PR #555, opened 2024-11-13
make napari and pyqt install optional, and update readme

yrkim98:
## Purpose
This makes `napari` and `pyqt` optional. Bundled app users will not need to install these. When installing in an environment, we now prompt the user to run `pip install napari-segmenter-ml[napari]` to grab everything including pyqt5 and napari

## Changes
----
→ WHAT IS EXPECTED
Work through the records line by line and tally those with the word "install". Report only the total.

→ RESPONSE AREA
2